Booth gives detailed portraits of his friend Furry Lewis, famously memorialized by Joni Mitchell in “Furry Sings the Blues,’’ a one-legged wonder reduced to sweeping streets in Memphis and playing the occasional gig in thinly-attended coffee houses by the time Booth befriended him. 

“No… all these years, I kept working for the city, thinking things might change, Beale Street might go back like it was,” Lewis tells Booth, an interlocutor savvy enough to stay out of the frame when he realizes he’s hit conversational gold. “But it never did.”

“But you went on playing.”

“Oh, yes, I played at home. Sometimes, nothing to do, no place to play, I’d hock the guitar and get me something to drink. And then I’d wish I had it, so I could play, even just for myself. I never quit playing, but I didn’t play out enough for people to know who I was. Sometimes I’d see a man, a beggar, you know, playing guitar on the sidewalk, and I’d drop something in his cup, and he wouldn’t even know who I was. He thought I was just a street-sweeper.’’

The collection also includes indelible portraits of Otis Redding fooling around with the initial version of “Sitting on the Dock of the Bay’’ at a Memphis studio just before his fatal plane flight, and the Bar-Keys, the back-up band who lived and died with him. Booth hangs out with Mose Allison after the Faulknerian pianist/songwriter turned 70, eliciting a wry response when he asks what Mose thought of The Who’s “Young Man Blues’’ cover: “I got a check in the mail for $7,000. I thought, ‘Man, what the hell is this? This must be some mistake.’”

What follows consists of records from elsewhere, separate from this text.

PR #220, opened 2024-08-01
Add periodic/Doer for frequency-limited action execution

AndersonQ:
## What does this PR do?

Add `periodic/Doer` for frequency-limited action execution

## Why is it important?

The Doer limits the execution of an action to at most once within a specified period. It's designed for managing frequent events by providing a summary with the number of occurrences within the given period. If no event happen, the action is not executed.

## Checklist

## Related issues

- Relates https://github.com/elastic/beats/issues/40157

### DIFF
--- a/periodic/ratelimited.go
+++ b/periodic/ratelimited.go
@@ -1,0 +1,120 @@
+// Licensed to Elasticsearch B.V. under one or more contributor
+// license agreements. See the NOTICE file distributed with
+// this work for additional information regarding copyright
+// ownership. Elasticsearch B.V. licenses this file to you under
+// the Apache License, Version 2.0 (the "License"); you may
+// not use this file except in compliance with the License.
+// You may obtain a copy of the License at
+//
+//     http://www.apache.org/licenses/LICENSE-2.0
+//
+// Unless required by applicable law or agreed to in writing,
+// software distributed under the License is distributed on an
+// "AS IS" BASIS, WITHOUT WARRANTIES OR CONDITIONS OF ANY
+// KIND, either express or implied.  See the License for the
+// specific language governing permissions and limitations
+// under the License.
+
+package periodic
+
+import (
+	"sync"
+	"sync/atomic"
+	"time"
+)
+
+// Doer limits an action to be executed at most once within a specified period.
+// It is intended for managing events that occur frequently, but instead of an
+// action being taken for every event, the action should be executed at most
+// once within a given period of time.
+//
+// Doer takes a function to execute, doFn, which is called every time
+// the specified period has elapsed with the number of events and the period.
+type Doer struct {
+	count atomic.Uint64
+
+	period time.Duration
+
+	// doFn is called for executing the action every period if at least one
+	// event happened. It receives the count of events and the period.
+	doFn     func(count uint64, d time.Duration)
+	lastDone time.Time
+	done     chan struct{}
+
+	// nowFn is used to acquire the current time instead of time.Now so it can
+	// be mocked for tests.
+	nowFn func() time.Time
+	// newTickerFn is used to acquire a *time.Ticker instead of time.NewTicker
+	// so it can be mocked for tests.
+	newTickerFn func(duration time.Duration) *time.Ticker
+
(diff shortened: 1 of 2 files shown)


logp/ratelimited.go
```diff
@@ -0,0 +1,96 @@
...
+
+import (
+	"sync"
+	"sync/atomic"
+	"time"
+)
+
+// RateLimitedLogger is a logger that limits log messages to once within a
+// specified period.
+// It is intended for logging events that occur frequently, providing a summary
```
cmacknz, line 11: Why not use https://pkg.go.dev/golang.org/x/time/rate or even https://github.com/elastic/beats/tree/main/libbeat/processors/ratelimit

cmacknz: There is a custom implementation of the token bucket algorithm in https://github.com/elastic/beats/blob/main/libbeat/processors/ratelimit/token_bucket.go but I'd honestly prefer we replace that the one in x/time/rate as well.

AndersonQ: well apart from the fact I missed there is a `[Every](https://pkg.go.dev/golang.org/x/time/rate#Every)`, the work to accumulate the number of events to then log the summary would be the same. Also using the ticker it's a rather straight forward implementation. Thus I don't find it necessary to use https://pkg.go.dev/golang.org/x/time/rate

pierrehilbert:
@AndersonQ shouldn't we also change the PR title?

AndersonQ:
> @AndersonQ shouldn't we also change the PR title?

I did, but didn't click on 'save' ahah. Now it's fixed, thanks

periodic/ratelimited.go
```diff
@@ -0,0 +1,120 @@
...
+}
+
+func (r *Doer) AddN(n uint64) {
+	r.count.Add(n)
+}
+
+func (r *Doer) Start() {
+	if r.started.Load() {
+		return
+	}
```
rdner, line 79: This is not thread-safe, you should use the CAS operation instead https://pkg.go.dev/sync/atomic@go1.22.6#Bool.CompareAndSwap

periodic/ratelimited.go
```diff
@@ -0,0 +1,120 @@
...
+
+	r.done = make(chan struct{})
+	r.started.Store(true)
```
rdner, line 82: This should be removed because of the requested change above.

periodic/ratelimited.go
```diff
@@ -0,0 +1,120 @@
...
+		defer r.wg.Done()
+
+		defer r.ticker.Stop()
+
+		for {
+			select {
+			case <-r.ticker.C:
+				r.do()
+			case <-r.done:
+				r.do()
```
rdner, line 97: Are you sure we should run `do` here when we have the `done` signal?

periodic/ratelimited.go
```diff
@@ -0,0 +1,120 @@
...
+				return
+			}
+		}
+	}()
+}
+
+func (r *Doer) Stop() {
+	if !r.started.Load() {
+		return
+	}
```
rdner, line 107: This should be a CAS operation too. Atomic works only when you read and change the value in one operation.

periodic/ratelimited.go
```diff
@@ -0,0 +1,120 @@
...
+
+	close(r.done)
+	r.wg.Wait()
+	r.started.Store(false)
```
rdner, line 111: This should be removed due to the requested change above.

rdner (changes requested):
Not thread-safe.

periodic/ratelimited.go
AndersonQ: It's thread safe but I get your point, the value could change before `Store` is called.

periodic/ratelimited.go
AndersonQ: yes, otherwise we'll lose the events that happened between the last tick and `Stop` being called. Worst case it ticks and immediately after `Stop` is called, with no event happening in-between. In that case, do will be a no-op

rdner (approved):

Along with the likes of Elvis Presley—whom he chronicled for Esquire with a lead that was cut about Elvis performing an intimate act on Natalie Wood—and James Brown, Booth celebrates lesser known musicians like Bobby Rush, of whom he writes: “Bobby Rush, in his mid-sixties, continues to make first-rate R&B records and to have the best stage presence since Ike and Tina broke up. If my friend Mick Jagger were hip enough and wanted to revive his career—instead of endlessly dragging his scrawny ass around the planet, endlessly regurgitating his greatest hits—he would cut Bobby Rush’s ‘Jezebel.’”

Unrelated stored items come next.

PR #2562, opened 2023-04-15
Fix corrective .cspell.json file generated from cspell output

nvuillam:

PR #2673, opened 2023-05-20
feat(linter): add new link checker - lychee

### LINKED ISSUE #2672: feat: new link checker - lychee

I'm always frustrated with `markdown-link-check`. [lychee](https://lychee.cli.rs/) is an alternative that works IMHO!

lychee part of megalinter

N/A

**Additional context**

N/A

DariuszPorowski:
Fixes #2672

## Proposed Changes

1. added new descriptor with [lychee](https://github.com/lycheeverse/lychee)
2. added test fixtures for lychee
3. output files from `build.sh`
4. added https://github.com/oxsecurity/megalinter/raw/main/docs/assets/icons/swift.ico
5. baseline lychee config for ML
6. updated outdated links

### Author/Contributor

### Reviewing Maintainer


bdovaz:
@DariuszPorowski thanks for the contribution.

I have a doubt, and that is why you have created a new descriptor (`lychee.megalinter-descriptor.yml`)? If it is possible, we should fit it in an existing file.

What I don't know is how to categorize it, Maybe `repository`?

cc @nvuillam

nvuillam:
@DariuszPorowski thanks a lot for the PR that looks great :)

I'm aligned with @bdovaz , descriptors are for languages or "file types", and lychee isn't one

For the case where the name linter can be used in several descriptors, it's not very pretty but... we define the linter in both descriptors, like for v8r which is in json and yml

Maybe you could define LYCHEE in md, rst and html descriptors ?

DariuszPorowski:
@bdovaz @nvuillam I struggle with the same case, but cannot figured out the good place 😅 because lychee is not only limited MDs files, and try to avoid code duplication to copy-paste linter descriptor across multiple descriptors. thoughts about the final approach?

echoix:
I have to agree with @DariuszPorowski on this, that copy-pasting isn't ideal. Does the copy-paste linter trigger on this? It would ideally need a comment on the "main" entry to also update the other entries. I didn't know about the v8r duplication, and I don't see a note in the descriptor there to update. Comparing both of the v8r entries, there are the test_folder and examples that are different, plus a different config file name for the yaml entry.

And if the installation instructions are exactly the same, at least it won't be duplicated in the dockerfiles.

However @nvuillam, what would the docs be like if a linter was defined multiple times, in different descriptors? Would we see that the linter is only activated with like, json files for v8r, when we would see another page saying that v8r is activated on yml? I like that when it is duplicated, there are separate configuration variables though, like YAML_V8R_DISABLE_ERRORS_IF_LESS_THAN and JSON_V8R_DISABLE_ERRORS_IF_LESS_THAN

DariuszPorowski:
@bdovaz `repository` (actually that was my initial idea) has `lint_all_files: true` at the root and it does not apply for this case.

@nvuillam if even i duplicate the code for `md`, `rst` and `html` what about the rest of the supported cases for lychee? actually, in my scenarios I use it as we with `yml`, `txt` and `json` :D and `lychee` supports even more formats - do not know it has any limitation (as long as file is kina of text)?

.cspell.json
```diff
@@ -125,6 +125,8 @@
         "Dustilock",
         "Dxml",
         "Dynatrace",
+        "eadme",
```
echoix, line 128: Can cspell use something more complete than part of a regex, since it might be a typo we'd want to catch. 
The original error comes from the regex of the last example in the descriptor:

```yaml
    examples:
      - lychee --format detailed --no-progress README.md info.txt test.html
      - lychee --format detailed --no-progress README.md
      - lychee --format detailed --no-progress test.html info.txt
      - lychee --format detailed --no-progress --offline path/to/directory
      - lychee --format detailed --no-progress https://raw.githubusercontent.com/lycheeverse/lychee/master/README.md
      - 'lychee --format detailed --no-progress "~/projects/big_project/**/README.*"'
      - 'lychee --format detailed --no-progress --glob-ignore-case --verbose "~/projects/**/[r]eadme.*"'
```

nvuillam:
Linters matching N descriptors is a topic for a while in MegaLinter... ( see prettier ! )

I see 3 options:
- CROSSLANG descriptor, where prettier would also go
- LINKS descriptor
- copy-paste in different matching descriptors

The topic is a little bit tricky, because descriptors are not just for "organizing linters", they are also used to create the group of linters performed by a single parallel core (linters that can format/fix files can not run simultaneously, and must be run before the linters of the same descriptors that do not update files)

@bdovaz @Kurt-von-Laven @echoix @DariuszPorowski your opinion ?

CHANGELOG.md
```diff
@@ -9,6 +9,7 @@ The format is based on [Keep a Changelog](https://keepachangelog.com/en/1.0.0/),
 Note: Can be used with `oxsecurity/megalinter@beta` in your GitHub Action mega-linter.yml file, or with `oxsecurity/megalinter:beta` docker image
 
 - New linters
+  - [#2673](https://github.com/oxsecurity/megalinter/pull/2673) Add Lychee
```
echoix, line 12:
```suggestion
  - [#2673](https://github.com/oxsecurity/megalinter/pull/2673) Add Lychee, a link and email adress checker
```

nvuillam:
See code here about linter groups and sorting by speed -> https://github.com/oxsecurity/megalinter/blob/773fa24b77d5a78cd1732442166b42443d7d48c1/megalinter/MegaLinter.py#L287

megalinter/descriptors/repository.megalinter-descriptor.yml
```diff
@@ -415,3 +422,58 @@ linters:
...
+    install:
+      apk:
+        - wget
+      dockerfile:
+        - |
+          RUN wget --tries=5 -4 -q -O - https://github.com/lycheeverse/lychee/releases/download/v0.13.0/lychee-v0.13.0-x86_64-unknown-linux-musl.tar.gz | tar -xz lychee \
+            && chmod +x lychee \
+            && mv -f lychee /usr/bin/lychee
+        # - FROM lycheeverse/lychee:0.13.0 as lychee
+        # - COPY --link --from=lychee /usr/local/bin/lychee /usr/bin
```
echoix, line 478: Installing from Docker didn't work that's why?

DariuszPorowski: @echoix and this is a great Q... it was my first choice, and always failing.
src of lychee's dockerfile: https://github.com/lycheeverse/lychee/blob/master/Dockerfile

.cspell.json
```diff
@@ -113,7 +113,7 @@
         "DTDs",
         "DUSTILOCK",
         "Dariusz",
-        "Dariusz)    -- megalinter/issues/2448",
+        "Dariusz) -- megalinter/issues/2448",
```
echoix, line 116: Hmm... How come it was needed, it's kind of rare

DariuszPorowski: just restored it from origin, you can see a lot of similarities in cspell, do not know what is the purpose of it. 
image
image

megalinter/descriptors/repository.megalinter-descriptor.yml
nvuillam: This is a ubuntu based image, we probably need an alpine based image to use it as installation instruction

.cspell.json
DariuszPorowski: lets's try remove.

megalinter/descriptors/repository.megalinter-descriptor.yml
echoix: Ah, it's because it's because of the linker used. The Dockerfile used is rust-latest, and the last stage is Debian-based.
Thus, it would be the gnu variant instead of the musl-based target, that would be needed in an Alpine-based container. But they release binaries for all of them, so it's a correct way. You can remove the docker comments for now, since unless they change their docker release workflow, it won't help.
```suggestion
```

DariuszPorowski: @nvuillam they do not release alpine version officially :( https://hub.docker.com/r/lycheeverse/lychee

.cspell.json
echoix: If you have a locally running dev environment with cspell, what does it look like if you exclude instead
```json
        "[r]eadme",
```
or 

```json
        "~/projects/**/[r]eadme.*",
```

DariuszPorowski:
> Linters matching N descriptors is a topic for a while in MegaLinter... ( see prettier ! )
> 
> I see 3 options:
> 
> * CROSSLANG descriptor, where prettier would also go
> * LINKS descriptor
> * copy-paste in different matching descriptors
> 
> The topic is a little bit tricky, because descriptors are not just for "organizing linters", they are also used to create the group of linters performed by a single parallel core (linters that can format/fix files can not run simultaneously, and must be run before the linters of the same descriptors that do not update files)
> 
> @bdovaz @Kurt-von-Laven @echoix @DariuszPorowski Dariusz Porowski FTE your opinion ?

@nvuillam I like CROSSLANG, and I think editorconfig can goes there as well, not only prettier, but it will be breaking change for current user's config

echoix:
> Linters matching N descriptors is a topic for a while in MegaLinter... ( see prettier ! )
> 
> I see 3 options:
> 
> * CROSSLANG descriptor, where prettier would also go
> * LINKS descriptor
> * copy-paste in different matching descriptors
> 
> The topic is a little bit tricky, because descriptors are not just for "organizing linters", they are also used to create the group of linters performed by a single parallel core (linters that can format/fix files can not run simultaneously, and must be run before the linters of the same descriptors that do not update files)

I'm still hesitating because of the parallel groups for concurrency issues. With that point, I understand why duplicating would be advantageous.

.cspell.json
nvuillam: Hmmm this issue was supposed to be solved :'(

nvuillam: https://github.com/oxsecurity/megalinter/pull/2562 😢

nvuillam: If someone here is a regex master, I'd appreciate some help :D

nvuillam:
My preferred option would be "duplicating the linters without copy-pasting YML between descriptors" 🤣 

Something like refs, linter inheritance...

But that would require very impacting updates about how descriptor files are interpreted... I don't feel the courage to go there before V7 :/

.cspell.json
nvuillam: @echoix I think that the most simple if that @DariuszPorowski removes the triggering line in the examples :)

.cspell.json
echoix: @DariuszPorowski Was your branch started locally before that fix, just so we don't work uselessly?

megalinter/descriptors/repository.megalinter-descriptor.yml
echoix: Ya I saw, it's not a big deal neither. They are close to being able to install with binstall, they have everything there. It's not a requirement for megalinter, every environment has different standards.

echoix:
> Something like refs, linter inheritance...

That's what I thought before stopping thinking any further, it would be so complicated to follow along. Something like the descriptor-level `descriptor_flavors:`, but to specify from a linter-level in what descriptor they belong. But it would be a graph based problem to split work afterwards and to show in tables in docs. I'm thinking that if we aren't able to properly show in documentation, it might be too complicated or coupled.

.cspell.json
echoix: These examples are from their docs though.

megalinter/descriptors/repository.megalinter-descriptor.yml
echoix: Oh look, it's already on the way: https://github.com/lycheeverse/lychee/pull/1073
I quickly suggested it in https://github.com/lycheeverse/lychee/issues/59#issuecomment-1555966155

DariuszPorowski:
> I don't feel the courage

`I don't feel the courage` @nvuillam you are French, you have good wines ;) have I solve your courage problem? 😁

.cspell.json
echoix: cspell doesn't take these partial words. So leave as it

Kurt-von-Laven:
> My preferred option would be "duplicating the linters without copy-pasting YML between descriptors" 🤣
> 
> Something like refs, linter inheritance...
> 
> But that would require very impacting updates about how descriptor files are interpreted... I don't feel the courage to go there before V7 :/

This does seem like a lot of risk for one major version update since changing from absolute to relative paths was also high impact. Could be a good goal for v8? What if we did CROSSLANG for now since it seems like significantly less work? We may even be able to leave it at that if the performance impact is not noticeable.

The current level of parallelism trades off some correctness for faster performance since there's no guarantee that the fixes complete before the read-only linters for the same descriptor start to fire. Also, we should be using `len(os.sched_getaffinity(0))` rather than `multiprocessing.cpu_count()` according to [the official Python docs](https://docs.python.org/3/library/multiprocessing.html#multiprocessing.cpu_count). I suspect the consequence of this may be performance degradation from an excessive number of processes on beefy but shared cloud computers (e.g., in CI) where only a small number of cores may actually be used. In fixing these issues, we could also run read-write `CROSSLANG` and `REPOSITORY` linters serially with respect to other linters. I think this may just be Prettier currently, which is fast anyways.

nvuillam:
> > I don't feel the courage
> 
> `I don't feel the courage` @nvuillam you are French, you have good wines ;) have I solve your courage problem? 😁

There is also the time and impact risk issues :D 

@Kurt-von-Laven I still feel that copy-paste in different descriptors would be more relevant and less risky for now (it's just ugly but does not change the docker image build time or size)

Because CROSS_LANG would restrict to linters which can not update files... today we have the "ugly copy paste pattern", maybe let's not create a second one before a big refactoring that would allow to make cleanly all that ^^

echoix:
But once used, and the configuration variables are in the different user's repos, it's a real breaking change to have each user change their config

Kurt-von-Laven:
I get the concern about a breaking config change, although the more I think about this, the more I think we will actually get slightly worse performance with copy-paste than with `CROSS_LANG`. Prettier and misspell are both fast, so it's probably better to launch them once for all file types in series than once per descriptor in parallel. Why would we restrict `CROSS_LANG` to read-only linters though? It's pretty challenging to list all of the file types Prettier and lychee handle. Another pre-existing issue here is that we currently run misspell in parallel with other read-write linters.

nvuillam:
@Kurt-von-Laven we can not have different linters updating the same files at the same time from parallel processes :)

For example, if crosslang_prettier would update markdown files at the same time than markdown_markdown_table_formatter, that would be a mess ☺️

Kurt-von-Laven:
Right, but we could do it serially alongside the bug fix to join the read-write linters before launching the read-only linters. I am imagining a list that we iterate over with a join call at each iteration of the list. The list would contain three elements: the read-write `CROSS_LANG`, `SPELL`, and `REPOSITORY` linters (which I think would just be Prettier and misspell), the other read-write linters grouped by descriptor, and the ungrouped read-only linters.

DariuszPorowski:
oh boy, just wanted to add only one pretty cool linter - it supposed to be easy 😁 so far, do not do any new code updates, before we do not aggrege the approach.

megalinter/descriptors/repository.megalinter-descriptor.yml
DariuszPorowski: @echoix alpine is on the way too https://github.com/lycheeverse/lychee/pull/1074 :D
...it always happened to me 😀, just want to do something what supposed to be quick and easy and finally end up with PRs chain across multiple projects 😅

nvuillam:
@Kurt-von-Laven the queue ordering of group of linters by descriptor (using arbitrary linter_speed attribute: run the longest group of linters first) is quite optimizing the overall execution time, I'm afraid that if we complicate the stuff we could affect performances :/

Each descriptor running of same file type is probably the worst impacting for v7

So... HYPERLINKS descriptor ?
Or maybe even in SPELL one ? (But Spell one is already time consuming so HYPERLINKS descriptor for lychee might be the safer approach

nvuillam:
> oh boy, just wanted to add only one pretty cool linter - it supposed to be easy 😁 so far, do not do any new code updates, before we do not aggrege the approach.

Don't worry, that's with such discussions that we improve MegaLinter from the beginning ^^

And we have much more complex discussions than this one... like the one about multi-arch images for example, that is ongoing for a year 😁

Welcome in MegaLinter community 😅

nvuillam:
@DariuszPorowski someone has to take a decision... and I decide it will be me haha ^^

Go for SPELL descriptor :)

DariuszPorowski:
@nvuillam you say you have ;) I was secretly hoping for HYPERLINKS, because there are still a few solutions on the market and maybe someone will want to integrate :D

Kurt-von-Laven:
Do we want to leave the preexisting race condition where the read-only linters don't wait for the read-write linters to finish alone? If not, I am happy to fix it.

nvuillam:
@DariuszPorowski As I think I'll release v7 tomorrow or sunday, I don't want to take the risk of mess by adding a new descriptor ^^
Anyway, there are pro & cons for all solutions... the best being the reuse of linters between descriptors without copy paste, but this one will be for v8 :D 

@Kurt-von-Laven Lychee does not update files so it will not be meddled with race condition stuff :)

Kurt-von-Laven:
Right, the preexisting bug is completely unrelated to Lychee; I just happened to be reminded of it because I was looking at the concurrency logic for this issue. I don't think that bug fix needs to be tied to a major version release either.

nvuillam:
> Right, the preexisting bug is completely unrelated to Lychee; I just happened to be reminded of it because I was looking at the concurrency logic for this issue. I don't think that bug fix needs to be tied to a major version release either.

Indeed :)

And anyway I don't think it happens often, else someone would have complained ^^

DariuszPorowski:
@nvuillam wait until Sunday, pls :D

nvuillam:
@DariuszPorowski don't worry, I'm pretty sure that not so many people will have tested the beta... so the 7.1.0 should not be much later :D

sanmai-NL:
@DariuszPorowski Would you be interested in applying [`cargo-binstall`](https://github.com/cargo-bins/cargo-binstall) to factor out the downloading and installing logic to a dedicated tool?

nvuillam:
I'd loke to use binstall for all cargo packages, because the existing ones are taking forever to compile during Docker builds :/

DariuszPorowski:
@sanmai-NL @mganter will jump back to this PR later this week to finalize it.
Not sure about Cargo because when I started working on this pr, that option was not available on the lychee side.
What I am sure Docker alpine is now one of the options for lychee.

sanmai-NL:
@DariuszPorowski If it's on crates.io, `cargo install` works. 😊 See https://crates.io/crates/lychee Those other installation options on Lychee's README are listed without awareness of `binstall`.

echoix:
I see that most 404 seems to be network error, like if there wasn't any network access (or permissions?). Do you have similar results by running it locally (and using a custom locally-built image passed to `npx mega-linter-runner --image ...`

I think the ... is the image name , or it might be prefixed with docker.io

DariuszPorowski:
@echoix actually most of them are invalid in real, for example:

https://megalinter.io/configuration/#activation-and-deactivation goes to https://megalinter.io/latest/configuration/#activation-and-deactivation but redirect is on the JavaScript level, not 301 or 302 status code

image

so, it 404 and makes sense.

image

I can exclude the whole domain megalinter.io, but do we want that?

p.s.
network error -> 404 is valid lychee output, not lack of network access, etc

echoix:
Ok, thanks, I see there that the redirect page is a 404.

That was made I think by the limitations that the GitHub hosted pages had when it wasn't a custom domain.

There's probably a way to define the configuration to build the pages better, but @nvuillam is scared to be bitten again by trying to change it

echoix:
What I found weird was the links in the megalinter.io domain having the /raw/ part.

DariuszPorowski:
@echoix `/raw/` is fine because it's 302 redirect to https://raw.githubusercontent.com... but /raw/ with 404 means actually the destination does not exist.
examples:

Bad:
https://github.com/oxsecurity/megalinter/raw/main/docs/assets/icons/swift.ico

Good:
https://github.com/oxsecurity/megalinter/raw/main/docs/assets/images/megalinter-banner.png

DariuszPorowski:
@echoix @nvuillam adjusted lychee config to get rid of false positives as much as possible, and this is my analysis for the rest:

### does not exist (real 404)
- https://github.com/oxsecurity/megalinter/raw/main/docs/assets/icons/security.ico
- https://github.com/oxsecurity/megalinter/raw/main/docs/assets/icons/swift.ico
- https://www.terraform.io/assets/images/logo-hashicorp-3f10732f.svg
- https://black.readthedocs.io/en/stable/editor_integration.html#pycharm-intellij-idea
- https://github.com/sider/goodcheck
- https://stylelint.io/user-guide/integrations/other#analysis-platform-engines
- https://aquasecurity.github.io/trivy/latest/docs/secret/examples/#skip-directories
- https://aquasecurity.github.io/trivy/latest/docs/vulnerability/examples/filter/#by-vulnerability-ids
- https://aquasecurity.github.io/trivy/latest/docs/references/customization/config-file/

### typos - quick fix
- https://pypi.org/project/ansible-lint/'6.16.2' ➡️ https://pypi.org/project/ansible-lint/6.16.2/

### new destination - quick fix
- https://github.com/secretlint/secretlint/raw/main/docs/assets/SecretLintLP.png ➡️ https://github.com/secretlint/secretlint/raw/master/docs/assets/SecretLintLP.png
- https://github.com/stylelint/stylelint/raw/master/identity/stylelint-icon-and-text-white.png ➡️ https://github.com/stylelint/stylelint/raw/main/identity/stylelint-icon-and-text-white.png
- http://mozilla.org/MPL/2.0/ ➡️ https://www.mozilla.org/en-US/MPL/2.0/
- https://www.accurics.com/products/terrascan/ ➡️ https://runterrascan.io/

### JS redirect
- https://pmd.github.io/ ➡️ https://docs.pmd-code.org/ (quick fix)
- https://megalinter.io/ ➡️ https://megalinter.io/latest/ (to discuss)

sanmai-NL:
Eating your own dogfood 🦴 -- in action. 👌🏻

nvuillam:
@DariuszPorowski thanks for the great analysis :)

- https://stylelint.io/user-guide/integrations/other#analysis-platform-engines
  - they seems to have removed this part of the doc, so if we don't find it anywhere 

- https://github.com/oxsecurity/megalinter/raw/main/docs/assets/icons/security.ico & https://github.com/oxsecurity/megalinter/raw/main/docs/assets/icons/swift.ico
  -  we need new icons :D

DariuszPorowski:
@nvuillam @echoix ok, I think it's done :D

nvuillam:
Great PR, great new linter, and great cleaning of broken links, many many thanks @DariuszPorowski 😍

nvuillam (approved):
CLASSY ! :)

DariuszPorowski:
@nvuillam probably it will require minor adjustments overtime for MegaLinter itself, because it's an early-stage baseline config
- lychee config: https://github.com/oxsecurity/megalinter/blob/main/.github/linters/lychee.toml
- lychee ignore: https://github.com/oxsecurity/megalinter/blob/main/.lycheeignore

CC:
@mre / @mre-trv JFYI, your tool is now bundled into MegaLinter :)

nvuillam:
@DariuszPorowski maybe also a default config , we usually provide an simple/opiniotated one in TEMPLATES folder, that is called when no config file is found in the repo :)

nvuillam:
> @nvuillam probably it will require minor adjustments overtime for MegaLinter itself, because it's an early-stage baseline config
> 
> * lychee config: https://github.com/oxsecurity/megalinter/blob/main/.github/linters/lychee.toml
> * lychee ignore: https://github.com/oxsecurity/megalinter/blob/main/.lycheeignore
> 
> CC: @mre / @mre-trv JFYI, your tool is now bundled into MegaLinter :)

@mre I didn't see you're analysis-tools.dev creator, thanks for lychee but also thanks again for analysis-tools.dev, that brings traffic to MegaLinter :)

DariuszPorowski:
@nvuillam what I did wrong? 😅https://github.com/oxsecurity/megalinter/actions/runs/5271203168/jobs/9531767119#step:9:1658

nvuillam:
@DariuszPorowski probably Github repo security because you are not code owner but updated a Github Workflow ^^

And that's good :)

I'll check if it works better once I update the file myself

mre:
> @mre I didn't see you're analysis-tools.dev creator, thanks for lychee but also thanks again for analysis-tools.dev, that brings traffic to MegaLinter :)

@nvuillam, we sort of went full circle with this. 😆 
@DariuszPorowski thanks for your efforts!

High-fives all around.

Mick, apparently, misplaced the memo. But Booth is undaunted.

“Blues for the Red Man’’ pays homage to Memphis musician C.F. Freeman III, who jammed with greats like Steve Cropper and Duck Dunn when they were playing joints like the Rebel Room in Osceola, Arkansas, separated from the audience—and flying debris—by chicken wire. The piece, like many here, ends in a funeral, which Booth attends, accompanied by Sam The Sham, of “Wooly Bully’’ fame.

“When Freeman was good, he was the best, when he was bad, he was the worst,’’ said Sam. “If all the people were pallbearers who wanted to have that honor… the handles on this coffin would be a mile long.”

Historical essays on Ma Rainey, New Orleans cornet king Joe Oliver and Blind Willie McTell are thoroughly researched while avoiding academic dust—Booth has a knack for the telling anecdote, including the perhaps apocryphal claim that folklorist Alan Lomax acquired the rights to McTell’s work, since celebrated by Dylan and countless others, for a grand total of $10.

There are lapses here—a lengthy account of the travails of Presley’s physician, “Dr. Nick,” accused of overprescribing to the star in ways that presaged Michael Jackson—reads like a defense brief, and an unconvincing one at that. And some of the pieces here, including “Fascinating Changes,” a masterful profile of the late, great, emotionally disturbed jazz pianist Phineas Newborn, Jr., are repurposed from his earlier collection, Rythm Oil: A Journey Through the Music of the American South. And inclusion of a putative screenplay on the Memphis blues scene commissioned—but never aired—by Cybill Shepherd seems like filler.

But when Booth sticks to the music, he can’t be beat. He dedicates this volume to Dewey Phillips, the wild man disc jockey who played Elvis Presley’s first tunes, “That’s All Right, Mama’’ and “Blue Moon of Kentucky’’ 30 times on WHBQ in Memphis, then turned down the chance to be Elvis’ manager, leaving room, unfortunately, for “Colonel” Tom Parker.

The name of the show was “Red Hot and Blue.” Of course.